(Input data begins)
PR #764, opened 2020-04-16
Fix the deadlock issue on iOS 11

ameyjain:
If the swift version is less than 5.0 instead of calling the default function: https://developer.apple.com/documentation/swift/2632391-withunsafemutablebytes 
it calls itself causing a deadlock.

### DIFF
--- a/Sources/DataBytes/Data+Extensions.swift
+++ b/Sources/DataBytes/Data+Extensions.swift
@@ -27,22 +27,20 @@ import Foundation
 internal extension Data {
     struct ByteError: Swift.Error {}
     
+    #if swift(>=5.0)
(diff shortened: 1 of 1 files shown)


jagdeep-manik:
+1, I ran into the same issue. It'll cause an infinite loop. @daltoniam 

As an aside, the way swift package manager is set up makes it so that it builds using swift 4.2 even though we could technically support swift 5. I wish there was a way to tell SPM to build with this with swift 5. 😬

I'm also wondering if we need those version checks in the first place--it looks like all those functions in those helpers are available in swift 4. Does swift 5 require some different memory management that forces us to have special handling?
(Input data ends)
## Instructions to follow
With the line that contains "Fix the deadlock issue on iOS 11" as your start, reproduce the data above exactly through its last line, and nothing before that start.

## Response area
Fix the deadlock issue on iOS 11

ameyjain:
If the swift version is less than 5.0 instead of calling the default function: https://developer.apple.com/documentation/swift/2632391-withunsafemutablebytes 
it calls itself causing a deadlock.

### DIFF
--- a/Sources/DataBytes/Data+Extensions.swift
+++ b/Sources/DataBytes/Data+Extensions.swift
@@ -27,22 +27,20 @@ import Foundation
 internal extension Data {
     struct ByteError: Swift.Error {}
     
+    #if swift(>=5.0)
(diff shortened: 1 of 1 files shown)


jagdeep-manik:
+1, I ran into the same issue. It'll cause an infinite loop. @daltoniam 

As an aside, the way swift package manager is set up makes it so that it builds using swift 4.2 even though we could technically support swift 5. I wish there was a way to tell SPM to build with this with swift 5. 😬

I'm also wondering if we need those version checks in the first place--it looks like all those functions in those helpers are available in swift 4. Does swift 5 require some different memory management that forces us to have special handling?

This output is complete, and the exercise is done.